GIVEN RECORDS:
PR #5952, opened 2021-04-02
Build manylinux_2_24 wheels

alex:


alex:
arm64 wheel builds, but not x86 ones are failing, and I have no idea why.

reaperhulk (approved):

PR #5959, opened 2021-04-08
Textual OID representation

mhils:
We'd like to have a textual representation of OIDs in mitmproxy. Would you folks be willing to either publicly expose `_NAMEOID_TO_NAME` (as done in this PR), or add a function/property that exposes it (e.g. `NameAttribute.oid_str()` or `NameAttribute.name`)? Either change should be trivial, I'd be happy to send a PR.

Short background: We previously used `.rfc4514_string()`, but that adds undesired escaping (`DigiCert\, Inc.` instead of `DigiCert, Inc.`, mitmproxy/mitmproxy#4555). We could use `NameAttribute.rfc4514_string().partition("=")[0]`, but that feels unnecessarily complex to me.

I'm also happy to take "no" as an answer here, but I figured we can't be the only ones. 😃 

/cc @Prinzhorn

### DIFF
--- a/src/rust/Cargo.lock
+++ b/src/rust/Cargo.lock
@@ -4,9 +4,9 @@ version = 3
 
 [[package]]
 name = "asn1"
-version = "0.3.1"
+version = "0.3.3"
 source = "registry+https://github.com/rust-lang/crates.io-index"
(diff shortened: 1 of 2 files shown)


alex:
I think an attribute named `rfc4514_attribute_name` would be an acceptable public API here.

reaperhulk:
That's fine by me as well.

PR #5963, opened 2021-04-11
Converted DER parsing of SPKIs to rust

alex:


reaperhulk:
Do we have tests that verify that this generates the same values? Looking at `from_public_key` it doesn't look like our test for this asserts on a specific value.

alex:
There's a handful of tests -- e.g. `test_from_dsa_public_key` in `test_x509_ext.py` checks that it matches what's in a cert. That's against a fixed value.

alex:
There's also versions of that for ed25519 and ed448

reaperhulk:
Ah, yes, okay. 👍

reaperhulk (approved):

PR #5965, opened 2021-04-13
Convert encode/decode of DSS signatures to Rust

alex:
Before this merges, I'd like to benchmark this to make sure we're going zoom zoom.

### DIFF
--- a/src/rust/src/asn1.rs
+++ b/src/rust/src/asn1.rs
@@ -120,9 +120,8 @@ fn py_uint_to_big_endian_bytes<'p>(
     py: pyo3::Python<'p>,
     v: &'p pyo3::types::PyLong,
 ) -> pyo3::PyResult<&'p [u8]> {
-    if v.rich_compare((0).to_object(py), CompareOp::Lt)?
-        .is_true()?
-    {
+    let zero = (0).to_object(py);
+    if v.rich_compare(zero, CompareOp::Lt)?.is_true()? {
         return Err(pyo3::exceptions::PyValueError::new_err(
             "Negative integers are not supported",
         ));
--- a/src/rust/src/asn1.rs
+++ b/src/rust/src/asn1.rs
@@ -2,6 +2,7 @@
 // 2.0, and the BSD License. See the LICENSE file in the root of this repository
 // for complete details.
 
+use pyo3::class::basic::CompareOp;
 use pyo3::conversion::ToPyObject;
 
 enum PyAsn1Error {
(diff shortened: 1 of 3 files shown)


alex:
Benchmark:

```
python -m timeit -s "from cryptography.hazmat.primitives.asymmetric.utils import decode_dss_signature" "decode_dss_signature(b'0-\x02\x15\x00\xb5\xaf0xg\xfb\x8bT9\x00\x13\xccg\x02\r\xdf\x1f,\x0b\x81\x02\x14b\r;\"\xabP1D\x0c>5\xea\xb6\xf4\x81)\x8f\x9e\x9f\x08')"
```

Before: 6.4 usec per loop
After: 730 nsec per loop

Seems good

alex:
Benchmark:

```
(.venv) alex@media-01:/tmp/x$ python -m timeit -s "from cryptography.hazmat.primitives.asymmetric.utils import encode_dss_signature" "encode_dss_signature(21312412321, 32143214321)"
```

Before: 2.6 usec per loop
After: 1 usec per loop

Seems good

src/rust/src/asn1.rs
```diff
@@ -95,11 +96,71 @@ fn parse_spki_for_data(py: pyo3::Python<'_>, data: &[u8]) -> pyo3::PyResult<pyo3
...
+    v.call_method1("to_bytes", (n, "big"))?.extract()
+}
+
+#[pyo3::prelude::pyfunction]
+fn encode_dss_signature(
+    py: pyo3::Python<'_>,
+    r: &pyo3::types::PyLong,
+    s: &pyo3::types::PyLong,
+) -> pyo3::PyResult<pyo3::PyObject> {
+    if r.rich_compare((0).to_object(py), CompareOp::Lt)?
```
reaperhulk, line 134: How do we ensure coverage when hoisting these types of branches into rust?

alex: Well, we could figure out Rust coverage in CI? Do you want that to be a pre-req to this? (Is this literally the first branch in the rust code? Neat!)

reaperhulk: `parse_spki_for_data` has a branch too, but it slipped my mind in that review 😄

Yes I think we should figure that out, although I'm a bit worried given that our hosted coverage service doesn't handle a single language well...

alex: Yeah, tooling here will be... fascinating. I'll investigate.

reaperhulk:
This should be rebase-able now 😄

reaperhulk (approved):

WHAT YOU WILL DO: When the line containing "We'd like to" is reached, include it and stop. Until then, output each line of the entries exactly as given, starting from the first.

COMPLETED EXERCISE:
PR #5952, opened 2021-04-02
Build manylinux_2_24 wheels

alex:


alex:
arm64 wheel builds, but not x86 ones are failing, and I have no idea why.

reaperhulk (approved):

PR #5959, opened 2021-04-08
Textual OID representation

mhils:
We'd like to have a textual representation of OIDs in mitmproxy. Would you folks be willing to either publicly expose `_NAMEOID_TO_NAME` (as done in this PR), or add a function/property that exposes it (e.g. `NameAttribute.oid_str()` or `NameAttribute.name`)? Either change should be trivial, I'd be happy to send a PR.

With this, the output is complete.